Nelson, an organic chemist with affiliations to the University of Oklahoma and the Massachusetts Institute of Technology, found that from 1997 to 2023, the numbers of students enrolling in science degrees increased across the board. However, the growth in other Stem subjects has outpaced that of chemistry.

This is not the first time that Nelson has sounded the alarm about trends in academic chemistry. Nearly 25 years ago, she initiated a series of surveys that collected demographic information and quantified the underrepresentation of women and minorities on science and engineering faculties at research universities.
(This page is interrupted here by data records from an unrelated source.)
PR #155, opened 2016-12-10
Add support for custom tag attribute

felixmosh:
**What kind of change does this PR introduce?**
feature, allows to add additional attributes on the style / link element that the loader creates

**Did you add tests for your changes?**
No, tests
**If relevant, did you update the README?**
Update README
**Summary**

This PR allows to add id attribute or any custom attribute, in my case i have runtime css style processor that relies on custom attribute on the style tag that it should process. 

**Does this PR introduce a breaking change?**
no breaking changes

**Other information**

Fixes #147

PR #183, opened 2017-03-06
feat(tag-attribute): Add support for custom tag attribute

### LINKED ISSUE #147: load css with media=all attribute
Hey there,

I initially posted the following issue to: https://github.com/webpack/css-loader/issues/294
Someone told me I would be better served posting it here instead. Do you think you can help me? 
Here is the issue:

I'd like to add the media=all attribute to the css files that webpack is generating:
image

The reason for this is because the css is not being used when I try to print my webpack-generated webpage. 

Thanks for the help!

felixmosh:
What kind of change does this PR introduce?
feature, allows to add additional attributes on the style / link element that the loader creates

Did you add tests for your changes?
No, tests
If relevant, did you update the README?
Update README
Summary

This PR allows to add id attribute or any custom attribute, in my case i have runtime css style processor that relies on custom attribute on the style tag that it should process.

Does this PR introduce a breaking change?
no breaking changes

Other information

Fixes #147
Related #155


d3viant0ne:
ship_it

This spurred US universities, government research agencies, and other stakeholders to launch new initiatives to address these gaps.
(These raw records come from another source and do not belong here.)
PR #124, opened 2016-05-20
Add Option To Fix Relative Urls

bendytree:
When sourceMaps are enabled, relative urls stop working. This appears to be a pain point for a lot of people. ([Ref 1](https://github.com/webpack/style-loader/pull/96), [2](https://github.com/webpack/style-loader/issues/93), [3](https://github.com/webpack/style-loader/issues/55), [4](https://github.com/webpack/css-loader/issues/29), [5](https://github.com/webpack/file-loader/issues/29), [6](https://github.com/webpack/webpack-dev-server/issues/226), [7](https://github.com/coryhouse/react-slingshot/issues/81), [8](https://github.com/webpack/css-loader/issues/216), [9](http://stackoverflow.com/questions/31549268/webpack-css-loader-not-finding-images-within-url-reference-in-an-external-styl?rq=1), etc)

Basically `style-loader` uses a link data-uri to embed the css with a source map. That means relative urls have no way to resolve their path. 

Ideally urls should be converted to absolute urls before the `style-loader` runs, but that isn't always possible.  In my opinion `style-loader` is in a unique position to alleviate this issue.

This pull request creates an opt-in option `fixUrls`. When enabled, it uses regex to replace relative image/font urls with absolute urls according to the page location.

Ideally I'd parse the css, but client-side parsers look to be 40-80KB and would likely be a lot slower. Parsing has to happen client side because the location is not known until then.

I've included about 30 test (which can be run with `npm test`) to verify that relative urls are resolved properly, absolute urls are not touched, etc.

PR #165, opened 2017-01-16
refactor: modifying source map support to also support relative urls in stylesheets

john-bai:
Fixing broken relative and protocol-relative url() use in stylesheets when source maps are enabled. Chrome Canary 57.0.2981.0 and Firefox 50.1.0 support loading source maps when sourceMapURL directive is dynamically added to a new or existing style element in the DOM. This means that style-loader can simply add the styles and sourceMapURL directive as text inside a style element and the source map will be loaded by the browser. Given the simpler insertion method, the relative and protocol-relative urls in stylesheets will not break.

Plenty of discussion on this bug in #124. This PR would be great to merge in once browser support is at an acceptable level. Currently Chrome Canary 57.0.2981.0 and Firefox 50.1.0 work with this source map support.

README updated to remove the warning about source maps and relative urls in styles breaking.

PR #186, opened 2017-03-09
added option to fix relative urls

sontek:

Nelson’s new analysis is based on data from the US Department of Education’s National Center for Education Statistics. She presented her findings this month at the American Chemical Society meeting in Washington, DC.

In 1997, just over 400,000 US students completed bachelor’s of science degrees. By 2023, this figure had almost doubled, with approximately 800,000 science degrees awarded.

But Nelson found that while the number of degrees awarded in the biological sciences grew over 103% in that time period, rising from around 64,000 to nearly 131,000, the number of bachelor’s degrees in chemistry rose just 15%, from 10,891 to 12,573.

Over that same period, undergraduate degrees in engineering grew by about 93% to over 120,000, while the number of physics degrees increased by 79% to 7528.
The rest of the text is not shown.